• _Exercise_
Return all lines from the listing below in which the string "them" occurs.

• _Extracted data_
|---|

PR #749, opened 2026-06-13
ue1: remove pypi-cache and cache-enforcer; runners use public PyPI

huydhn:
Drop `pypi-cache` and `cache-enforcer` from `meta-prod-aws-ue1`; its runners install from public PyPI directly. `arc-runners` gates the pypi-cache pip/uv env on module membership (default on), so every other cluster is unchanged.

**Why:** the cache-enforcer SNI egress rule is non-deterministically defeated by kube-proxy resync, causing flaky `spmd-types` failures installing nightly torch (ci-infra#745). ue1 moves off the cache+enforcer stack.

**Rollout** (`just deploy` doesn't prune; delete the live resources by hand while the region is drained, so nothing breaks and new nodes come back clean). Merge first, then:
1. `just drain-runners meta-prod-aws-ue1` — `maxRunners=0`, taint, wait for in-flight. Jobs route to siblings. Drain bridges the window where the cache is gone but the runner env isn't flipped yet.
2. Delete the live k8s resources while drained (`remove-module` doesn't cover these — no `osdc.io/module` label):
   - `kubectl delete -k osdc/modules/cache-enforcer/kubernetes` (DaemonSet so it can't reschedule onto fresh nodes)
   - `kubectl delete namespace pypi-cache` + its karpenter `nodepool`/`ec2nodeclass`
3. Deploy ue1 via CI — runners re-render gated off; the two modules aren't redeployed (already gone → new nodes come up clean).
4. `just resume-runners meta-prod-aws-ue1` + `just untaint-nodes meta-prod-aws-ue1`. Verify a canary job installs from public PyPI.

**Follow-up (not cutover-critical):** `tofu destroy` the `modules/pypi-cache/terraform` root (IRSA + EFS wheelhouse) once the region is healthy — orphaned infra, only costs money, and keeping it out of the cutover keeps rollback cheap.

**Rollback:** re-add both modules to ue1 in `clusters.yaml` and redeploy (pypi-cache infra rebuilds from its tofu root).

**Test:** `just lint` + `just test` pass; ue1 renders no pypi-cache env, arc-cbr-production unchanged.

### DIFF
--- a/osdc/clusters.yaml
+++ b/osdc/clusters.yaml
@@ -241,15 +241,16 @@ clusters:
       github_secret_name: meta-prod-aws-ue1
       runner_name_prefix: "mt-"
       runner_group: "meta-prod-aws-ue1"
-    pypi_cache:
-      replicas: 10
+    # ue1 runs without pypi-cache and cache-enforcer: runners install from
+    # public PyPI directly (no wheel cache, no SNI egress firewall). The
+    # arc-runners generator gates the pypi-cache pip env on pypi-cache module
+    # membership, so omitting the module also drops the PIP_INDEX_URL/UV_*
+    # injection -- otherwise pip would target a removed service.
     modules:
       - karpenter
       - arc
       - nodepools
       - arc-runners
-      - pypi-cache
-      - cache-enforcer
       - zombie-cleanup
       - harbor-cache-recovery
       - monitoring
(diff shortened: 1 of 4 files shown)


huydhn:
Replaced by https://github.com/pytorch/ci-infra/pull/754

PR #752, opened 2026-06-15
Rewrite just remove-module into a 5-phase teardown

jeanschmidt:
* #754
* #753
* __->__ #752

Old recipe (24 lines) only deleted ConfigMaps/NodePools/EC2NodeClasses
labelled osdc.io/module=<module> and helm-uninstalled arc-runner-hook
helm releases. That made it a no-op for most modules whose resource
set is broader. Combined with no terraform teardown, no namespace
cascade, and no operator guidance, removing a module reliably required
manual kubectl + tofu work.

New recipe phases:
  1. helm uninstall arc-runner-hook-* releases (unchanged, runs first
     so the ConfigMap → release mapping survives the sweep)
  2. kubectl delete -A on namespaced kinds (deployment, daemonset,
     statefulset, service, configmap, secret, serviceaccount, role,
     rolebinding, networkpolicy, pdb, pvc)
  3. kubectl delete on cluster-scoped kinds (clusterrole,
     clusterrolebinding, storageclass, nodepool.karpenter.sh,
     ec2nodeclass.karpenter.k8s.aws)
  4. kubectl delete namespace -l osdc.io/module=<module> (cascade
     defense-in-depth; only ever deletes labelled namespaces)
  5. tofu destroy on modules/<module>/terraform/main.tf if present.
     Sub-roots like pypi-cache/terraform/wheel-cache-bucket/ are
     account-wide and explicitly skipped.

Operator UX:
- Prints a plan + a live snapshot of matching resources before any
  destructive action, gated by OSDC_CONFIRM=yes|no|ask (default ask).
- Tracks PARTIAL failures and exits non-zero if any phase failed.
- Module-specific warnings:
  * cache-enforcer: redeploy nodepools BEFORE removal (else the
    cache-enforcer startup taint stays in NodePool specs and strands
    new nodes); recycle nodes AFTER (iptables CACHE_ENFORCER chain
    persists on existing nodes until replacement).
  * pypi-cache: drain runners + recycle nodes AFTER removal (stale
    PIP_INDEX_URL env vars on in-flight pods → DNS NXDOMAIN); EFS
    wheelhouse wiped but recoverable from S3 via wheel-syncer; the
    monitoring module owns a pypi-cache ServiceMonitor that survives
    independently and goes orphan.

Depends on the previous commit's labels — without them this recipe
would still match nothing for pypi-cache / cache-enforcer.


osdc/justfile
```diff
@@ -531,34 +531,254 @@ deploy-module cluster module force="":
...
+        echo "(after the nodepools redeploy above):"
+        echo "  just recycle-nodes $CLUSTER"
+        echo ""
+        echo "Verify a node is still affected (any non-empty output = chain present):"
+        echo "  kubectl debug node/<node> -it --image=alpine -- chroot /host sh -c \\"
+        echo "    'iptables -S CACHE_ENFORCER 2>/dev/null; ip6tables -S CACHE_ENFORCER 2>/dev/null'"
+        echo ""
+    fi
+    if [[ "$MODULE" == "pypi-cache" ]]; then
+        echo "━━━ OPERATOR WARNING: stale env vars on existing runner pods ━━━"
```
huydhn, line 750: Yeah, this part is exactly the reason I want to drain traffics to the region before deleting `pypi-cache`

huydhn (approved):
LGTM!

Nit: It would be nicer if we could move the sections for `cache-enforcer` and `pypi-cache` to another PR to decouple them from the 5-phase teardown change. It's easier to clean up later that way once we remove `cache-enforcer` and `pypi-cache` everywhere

|---|

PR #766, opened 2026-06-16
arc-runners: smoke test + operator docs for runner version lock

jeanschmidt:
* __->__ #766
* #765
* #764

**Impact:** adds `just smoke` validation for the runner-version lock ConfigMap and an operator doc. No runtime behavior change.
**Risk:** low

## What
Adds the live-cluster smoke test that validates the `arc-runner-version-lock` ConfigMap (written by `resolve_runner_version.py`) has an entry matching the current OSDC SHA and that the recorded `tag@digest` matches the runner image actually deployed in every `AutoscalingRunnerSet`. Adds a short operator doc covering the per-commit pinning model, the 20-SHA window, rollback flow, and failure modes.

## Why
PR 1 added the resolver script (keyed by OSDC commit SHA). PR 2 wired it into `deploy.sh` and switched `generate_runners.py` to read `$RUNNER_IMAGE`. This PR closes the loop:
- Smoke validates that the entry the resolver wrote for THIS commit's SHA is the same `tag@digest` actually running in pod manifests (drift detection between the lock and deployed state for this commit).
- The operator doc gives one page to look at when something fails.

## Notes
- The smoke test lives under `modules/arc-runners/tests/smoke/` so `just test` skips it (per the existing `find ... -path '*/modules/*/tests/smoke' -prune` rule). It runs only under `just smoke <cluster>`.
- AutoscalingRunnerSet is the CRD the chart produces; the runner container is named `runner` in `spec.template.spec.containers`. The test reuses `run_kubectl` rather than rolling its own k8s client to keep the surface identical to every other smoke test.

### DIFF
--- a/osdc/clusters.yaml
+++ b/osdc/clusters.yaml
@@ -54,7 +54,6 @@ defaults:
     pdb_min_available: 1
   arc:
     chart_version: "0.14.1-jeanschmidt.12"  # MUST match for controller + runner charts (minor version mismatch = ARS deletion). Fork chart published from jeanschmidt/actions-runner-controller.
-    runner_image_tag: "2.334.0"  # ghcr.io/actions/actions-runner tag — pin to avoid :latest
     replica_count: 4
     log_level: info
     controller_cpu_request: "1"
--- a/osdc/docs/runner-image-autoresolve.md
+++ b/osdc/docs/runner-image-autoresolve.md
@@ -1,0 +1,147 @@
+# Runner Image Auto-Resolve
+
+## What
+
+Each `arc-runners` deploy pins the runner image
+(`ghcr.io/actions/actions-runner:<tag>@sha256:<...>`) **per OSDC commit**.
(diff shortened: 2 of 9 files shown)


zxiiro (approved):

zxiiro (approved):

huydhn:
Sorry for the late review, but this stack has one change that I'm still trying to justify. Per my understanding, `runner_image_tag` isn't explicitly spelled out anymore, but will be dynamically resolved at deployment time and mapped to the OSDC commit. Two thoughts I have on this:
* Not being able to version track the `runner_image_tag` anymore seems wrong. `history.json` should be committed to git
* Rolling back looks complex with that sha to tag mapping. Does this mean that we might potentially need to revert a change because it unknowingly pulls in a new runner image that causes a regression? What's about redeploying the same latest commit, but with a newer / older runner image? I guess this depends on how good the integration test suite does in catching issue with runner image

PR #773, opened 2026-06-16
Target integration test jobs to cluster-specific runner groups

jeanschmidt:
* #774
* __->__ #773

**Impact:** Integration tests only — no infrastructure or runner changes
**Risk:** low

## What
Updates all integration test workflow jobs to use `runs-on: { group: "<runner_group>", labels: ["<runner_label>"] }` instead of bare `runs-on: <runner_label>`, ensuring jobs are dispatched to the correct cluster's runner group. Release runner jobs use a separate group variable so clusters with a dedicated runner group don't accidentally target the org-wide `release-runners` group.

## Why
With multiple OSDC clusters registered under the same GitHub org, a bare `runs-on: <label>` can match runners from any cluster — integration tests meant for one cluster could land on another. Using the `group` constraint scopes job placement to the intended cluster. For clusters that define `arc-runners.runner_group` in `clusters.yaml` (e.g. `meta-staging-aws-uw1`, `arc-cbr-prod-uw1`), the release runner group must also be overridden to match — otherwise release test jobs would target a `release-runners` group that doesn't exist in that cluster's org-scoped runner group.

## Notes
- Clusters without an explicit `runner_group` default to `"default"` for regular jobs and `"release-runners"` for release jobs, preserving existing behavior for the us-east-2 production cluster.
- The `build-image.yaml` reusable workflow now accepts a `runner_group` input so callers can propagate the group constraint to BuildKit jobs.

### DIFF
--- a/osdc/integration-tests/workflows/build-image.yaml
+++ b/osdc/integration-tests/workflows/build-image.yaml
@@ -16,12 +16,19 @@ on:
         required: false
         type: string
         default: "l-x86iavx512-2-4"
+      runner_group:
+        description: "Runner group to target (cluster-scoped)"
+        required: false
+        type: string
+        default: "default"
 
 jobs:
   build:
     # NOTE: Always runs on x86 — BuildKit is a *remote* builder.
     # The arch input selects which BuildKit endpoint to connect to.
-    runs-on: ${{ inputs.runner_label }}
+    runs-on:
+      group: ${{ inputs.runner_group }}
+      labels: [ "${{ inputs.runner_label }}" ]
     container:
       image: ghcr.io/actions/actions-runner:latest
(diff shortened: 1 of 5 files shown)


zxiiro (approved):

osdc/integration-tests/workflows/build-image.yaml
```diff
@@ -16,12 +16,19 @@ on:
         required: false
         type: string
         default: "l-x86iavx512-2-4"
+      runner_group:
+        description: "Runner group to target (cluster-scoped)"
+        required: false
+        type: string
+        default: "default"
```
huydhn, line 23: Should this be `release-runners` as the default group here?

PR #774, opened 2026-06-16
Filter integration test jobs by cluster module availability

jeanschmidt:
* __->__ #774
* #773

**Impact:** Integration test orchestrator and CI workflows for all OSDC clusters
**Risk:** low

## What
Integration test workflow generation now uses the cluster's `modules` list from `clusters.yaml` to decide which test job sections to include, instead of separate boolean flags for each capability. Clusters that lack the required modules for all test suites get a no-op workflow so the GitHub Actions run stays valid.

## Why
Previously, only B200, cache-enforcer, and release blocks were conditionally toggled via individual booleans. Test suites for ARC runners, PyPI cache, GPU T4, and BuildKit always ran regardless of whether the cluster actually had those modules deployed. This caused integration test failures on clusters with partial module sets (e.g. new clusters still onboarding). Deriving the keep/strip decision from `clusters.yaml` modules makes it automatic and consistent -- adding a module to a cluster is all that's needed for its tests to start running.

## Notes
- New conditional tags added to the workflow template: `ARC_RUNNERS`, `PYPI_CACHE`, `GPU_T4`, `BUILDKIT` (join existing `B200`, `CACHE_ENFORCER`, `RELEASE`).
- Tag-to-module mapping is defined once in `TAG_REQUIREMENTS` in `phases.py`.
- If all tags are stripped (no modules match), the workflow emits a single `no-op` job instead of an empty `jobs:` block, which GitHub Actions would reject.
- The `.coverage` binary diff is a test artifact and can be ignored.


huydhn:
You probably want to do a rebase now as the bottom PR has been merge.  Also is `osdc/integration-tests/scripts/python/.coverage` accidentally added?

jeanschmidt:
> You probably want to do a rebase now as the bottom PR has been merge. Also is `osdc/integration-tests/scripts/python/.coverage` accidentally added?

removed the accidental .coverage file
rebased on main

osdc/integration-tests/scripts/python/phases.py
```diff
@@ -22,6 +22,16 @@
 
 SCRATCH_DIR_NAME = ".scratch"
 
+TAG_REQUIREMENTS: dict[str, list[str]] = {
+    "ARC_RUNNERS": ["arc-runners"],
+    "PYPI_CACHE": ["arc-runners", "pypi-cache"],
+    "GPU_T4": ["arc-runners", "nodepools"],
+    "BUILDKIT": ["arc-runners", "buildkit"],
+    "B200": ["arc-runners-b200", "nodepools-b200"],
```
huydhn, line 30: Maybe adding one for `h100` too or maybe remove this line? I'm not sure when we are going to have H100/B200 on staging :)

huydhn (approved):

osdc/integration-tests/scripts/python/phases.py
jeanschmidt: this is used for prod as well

|---|

• _Final answer_
Depends on the previous commit's labels — without them this recipe
Nit: It would be nicer if we could move the sections for `cache-enforcer` and `pypi-cache` to another PR to decouple them from the 5-phase teardown change. It's easier to clean up later that way once we remove `cache-enforcer` and `pypi-cache` everywhere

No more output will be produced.